As a European, I'm used to paying more for devices, software, subscriptions and other digital goods. If you compare the pricing, it appears that most company's simply replace $ with €/£ when it comes to offering goods in the European Union.

Europe is not alone when it comes to ridiculous pricing. Australia, Japan, Brazil and people from other countries around the globe experience the same issues.

Google announced the Nexus 5X and Nexus 6P officially yesterday. I had my eyes set on the Nexus 5X even though it's hardware specs were not overly good and its screen was larger than 5".

The announcement of both devices was uneventful for the most part. Google made it clear that users from the US, UK, Ireland and Japan can pre-order both devices right now while it is being made available in other regions later.

If you check the pre-order pricing of both devices, you will notice a big jump between the US price and the price in the UK, Ireland and Japan.
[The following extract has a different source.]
PR #949, opened 2026-05-08
Scope playback pause on inactive tab to iOS

Dananji:
This PR fixes a regression introduced in #939 where the `visibilitychange` handler was registered unconditionally, causing the player to pause and resume on tab switch for all browsers and platforms. This`visibilitychange` handler should only be applied in iPads.


cjcolvar (approved):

Device US Ireland € to $ Difference
Nexus 5X 16GB $379 € 479 $538 $159
Nexus 5X 32GB $429 € 529 $594 $165
Nexus 6P 32GB $499 € 649 $729 $230
Nexus 6P 64GB $549 € 699 $786 $237
Nexus 6P 128GB $649 € 799 $898 $249

I could not get the price for all devices in Pound unfortunately but the base price suggests that the pricing is a bit better than the price in Euro but not by much. The base price for the Nexus 5X in the UK is £339, the base price for the Nexus 6P is £449. That's $514 for the Nexus 5X when converted and $680 for the Nexus 6P.
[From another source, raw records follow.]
Issue #946, opened 2026-05-04
Captions Overlap When Navigating with Transcript Component


joncameron:
## Description
In some cases caption text is not cleared when users select a new cue in the Transcript component, leading to visual artifacting.

<img width="941" height="565" alt="Image" src="https://github.com/user-attachments/assets/6b86adbb-247e-4afb-b989-e4e0f3589ff9" />

## To Reproduce
- Load https://iiif.archive.org/iiif/CSPAN3_20180217_164800_Poplar_Forest_Archaeology/manifest.json in the Ramp demo site
- Play, then pause the video
- Select multiple timestamps close in time to navigate the playhead to those cues
- Previous caption text is not cleared when the new caption text is drawn, leading to visual overlap
- This can also be observed during playback, where navigating between cues causes a visual flash due to the existing caption being rendered right up until the point the new caption is rendered

PR #951, opened 2026-05-11
Fix captions overlap with transcript cue clicks

Dananji:
Related issue: #946

When there are adjacent transcript cues that share an end time and a start time (a common boundary), both cues get highlighted and and displayed in the VideoJS player when seeking. Adding a 1ms offset to the playback time when synchronizing the transcript component with the VideoJS player fixes this.

The screen recording shows the transcript cue highlighting and VideoJS caption display updates when player is paused for the following 3 cues in its transcript,
```
37
00:01:20.000 --> 00:01:24.000
LANDSCAPE,DERSTAND

38
00:01:24.000 --> 00:01:28.000
THE HOUSES HE DESIGNED.
WE ARE ALSO USING IT AS THE

39
00:01:28.000 --> 00:01:31.000
LIVES OF ENSLAVED PEOPLE.

```

https://github.com/user-attachments/assets/1286ba30-08bd-4fc1-8be5-ffda59bea651

### DIFF
--- a/src/components/Transcript/Transcript.js
+++ b/src/components/Transcript/Transcript.js
@@ -489,7 +489,11 @@ const Transcript = ({ playerID, manifestUrl, showMetadata = false, showNotes = f
 
   const seekPlayer = useCallback((time) => {
     setCurrentTime(time); // so selecting an item works in tests
-    syncPlayback(time);
+    /* Add 1ms offset so that, the player time lands strictly inside the current cue.
+    When 2 adjacent cues share a boundary, i.e. end time of cue 1 === start time of cue 2,
+    VideoJS treats both as active at the boundary time, which shows both captions
+    over the other. */
+    syncPlayback(Math.round((time + 0.001) * 1000) / 1000);
   }, []);
 
   if (!isLoading) {
--- a/src/components/Transcript/Transcript.test.js
+++ b/src/components/Transcript/Transcript.test.js
@@ -124,7 +124,7 @@ describe('Transcript component', () => {
         // Click on the cue's timestamp
         fireEvent.click(transcriptItem.children[0]);
         expect(transcriptItem.classList.contains('active')).toBeTruthy();
-        expect(syncPlaybackMock).toHaveBeenCalledWith(1.2);
+        expect(syncPlaybackMock).toHaveBeenCalledWith(1.201);
       });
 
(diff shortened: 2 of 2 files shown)


cjcolvar (commented):
This is a clever workaround.

Does this cause any problems with the beginning or end of the stream?  
I want to make sure we don't introduce an off by 1 issue since seeking won't be to exactly 0 and seeking to the end will be just past the end.  Alternatively you could probably add those two base cases here that makes 0 be 0 and the end be the end.  Thoughts?

Dananji:
Thank you for pointing that out! It's a very valid point that I hadn't fully considered :)

The new offset would indeed be an issue for a cue with a duration less than 1ms. For instance, a cue with a 1ms duration -- such as `{ start: '00:00:00.000', end: '00:00:00.001' }` would be resolved to `seek(0.001)` using the start time with this adjustment. This would still keep the player's current time within the cue's boundaries.

As you noted, this offset might cause the player to jump to the next cue instead of displaying the current cue, but only for cues with a duration < 1ms. According to the [VTT spec](https://www.w3.org/TR/webvtt1/#file-structure), a VTT timestamp has a precision of thousandths of a second (1ms). I also tested a sample VTT in the [W3C VTT validator](https://w3c.github.io/webvtt.js/parser.html) which flagged this issue in the timestamps.

Because of this, if such a cue were to exist in a given VTT file, it would likely be considered an invalid cue, which VideoJS would ignore regardless of this offset. Therefore, it seems unlikely to introduce a regression in practice.
So, introducing the two base cases might add a bit of complexity for a scenario that may not occur in the real-word usage, as cues shorter than 1ms are considered invalid.

Let me know what you think!

cjcolvar:
Sorry, I wasn't actually thinking about short cues but that makes sense.  I was wondering if this change has any affect on other parts of ramp around handling the beginning or end of a file/canvas.  Maybe I'm reading things wrong but it seems like `syncPlayback` will actually change the player current time so I was afraid of any code or hooks that expected exact 0 of the beginning of a file or the exact ending duration of the file/canvas/clip wouldn't get triggered as expected since the time would be shifted by 1ms.  I did some quick testing and wasn't able to break anything so maybe the code is resilient to this small fuzziness.

cjcolvar (approved):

Part of the difference may be explained by the US sales tax that gets added to the price while it is included in the price in most countries.
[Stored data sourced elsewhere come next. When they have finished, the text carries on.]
Issue #953, opened 2026-05-13
[BUG] Switching to unavailable source quality shows an error


Dananji:
### Description

Recently some work was done around cycling through quality sources when a selected quality is not available in Ramp player (related issue: https://github.com/samvera-labs/ramp/issues/872).
With this work Ramp cycles through the qualities and selects an available quality or display an error message if it fails. 
When an unavailable quality source is selected during playback the player skips the unavailable source and goes back to the working source, however it doesn't restore to the previous player time and continue with the playback.

It seems the player is running into an error while trying to seek to the previous playback time after the switch and continue playback.

### Done Looks Like
- [ ] Ramp selects a working source when an unavailable source is selected
- [ ] Restore the player's state once the switch is made, i.e. seek to the previous time and resume playing if the player was playing at the time of the switch

PR #954, opened 2026-05-15
Restore the playback state in the source fallback logic

Dananji:
Related issue: #953

Changes in this PR:
- memoize the playback state via `wasPlayingRef` in `qualityRequested` event before the source changes and use it to restore playback state after the fallback logic resolves the source selection to a working source
- use `player.one('loadedmetata', ..)` event instead of `player.ready()` to reset the `isFallingBack`, because this makes sure a working source is loaded into the player unlike `player.ready` which fire synchronously if the player is already ready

Still, a difference between $159 to $249 for devices starting at $379 is quite a jump. The higher price puts the Nexus line of phones in direct competition with higher priced phones in Europe, for instance Samsung's Galaxy S6 which starts at €528 with 32GB of storage space, the Motorola Moto X Style with 32GB starting at €499 or the LG G4 with 32GB starting at €420.

If you compare specs and pricing, then you may come to the conclusion that there are better deals out there for the same or even a lower price.

Now You: What's your take on the price of Google's new Nexus line of phones?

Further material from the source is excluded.